W krainie gier i zabaw - otwarte zajęcia świetlicowe
22 maja br. wychowawczynie świetlicy szkolnej p. S. Daszkiewicz i W. Sikorska zorganizowały zajęcia otwarte. Tego dnia zaplanowano gry i zabawy sportowe, które miały odbyć się na boisku szkolnym. Niestety, pogoda spłatała nam figla i na boisko szkolne wyjść nie mogliśmy. Ale zdeterminowane panie uparły się, że wspólna zabawa się odbędzie i całość została przeniesiona do sali gimnastycznej.
Zajęcia miały na celu przede wszystkim propagowanie aktywnych form spędzania czasu wolnego, kształtowanie nawyku dbania o sprawność fizyczną, rozwijanie umiejętności współpracy w zespole, podnoszenie poziomu ogólnej sprawności ruchowej wychowanków świetlicy, wdrażanie do przestrzegania ustalonych reguł, a także promowanie dawnych zabaw i gier podwórkowych.
Wspólna zabawa rozpoczęła się od przywitania grupy świetlicowej poprzez iskierkę przyjaźni. Pierwszą zabawą, na ożywienie grupy, był berek, jednak nie taki tradycyjny, a z wykorzystaniem szarf, które pełniły funkcję ogonków. Zadaniem bawiących się było zdobycie jak największej liczby "ogonków". Ponadto w programie zajęć zaplanowane były takie zabawy jak: rycerski pojedynek, przeprawa przez rzekę, szereg zabaw z chustą animacyjną oraz dawne zabawy podwórkowe - gra w klasy, szczur, raz dwa trzy Flinston, ziemniak. Tego dnia w świetlicy było wyjątkowo gwarno i wesoło. Nikt nie narzekał na nudę, a czas oczekiwania na rodziców upłynął bardzo szybko.

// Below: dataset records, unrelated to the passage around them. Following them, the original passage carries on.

PR #3998, opened 2025-05-21
ensure that GrapesJS content is always editable

TomasLudvik:
GrapesJS was not working until now, when there was only whitespace / empty html / null in body

----
  - https://tl-fix-empty-grapesjs-content.odin.shopsys.cloud
  - https://cz.tl-fix-empty-grapesjs-content.odin.shopsys.cloud

### DIFF
--- a/packages/framework/src/Model/Mail/MailTemplateDataFactory.php
+++ b/packages/framework/src/Model/Mail/MailTemplateDataFactory.php
@@ -4,6 +4,9 @@ declare(strict_types=1);
 
 namespace Shopsys\FrameworkBundle\Model\Mail;
 
+use Shopsys\FrameworkBundle\Component\Domain\AdminDomainTabsFacade;
+use Shopsys\FrameworkBundle\Component\Domain\Domain;
+use Shopsys\FrameworkBundle\Component\GrapesJs\EnsureCorrectGrapesJsFormatHelper;
 use Shopsys\FrameworkBundle\Component\UploadedFile\UploadedFileDataFactory;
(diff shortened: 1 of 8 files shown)


packages/framework/src/Model/Mail/MailTemplateDataFactory.php
```diff
@@ -88,4 +93,33 @@ public function createFromOrderStatuses(array $orderStatuses, array $mailTemplat
...
+     * @param int $domainId
+     * @return string
+     */
+    protected function ensureBodyIsInCorrectGrapeJsFormat(
+        ?string $body,
+        int $domainId = Domain::FIRST_DOMAIN_ID,
+    ): string {
+        $locale = $this->domain->getDomainConfigById($domainId)->getLocale();
+
+        if ($body === null || ctype_space($body) || strip_tags($body) === '') {
```
grossmannmartin: Certain content (like `<div>    </div>`, for example) can still cause trouble.

what about 
```suggestion
        if ($body === null || trim(strip_tags($body)) === '') {
```

grossmannmartin (approved):

packages/framework/src/Model/Mail/MailTemplateDataFactory.php
TomasLudvik: I have reworked it a bit more. I have removed box-content and added sizing for editable div in Grapes, so it is always visible. I have made those changes directly in history, as there is not much code and I find it easier to review again.

grossmannmartin (approved):

pk16011990 (approved):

Dzieciom najbardziej spodobały się dawne zabawy podwórkowe. Obie grupy świetlicowe zapowiedziały, że do końca roku szkolnego będą grać w świetlicy szkolnej w klasy i Flinstona, co ucieszyło obie panie organizatorki zajęć otwartych. Bo przecież o to głownie chodziło, żeby zaszczepić w dzieciach chęć do spędzania czasu wolnego na powietrzu i ruchu.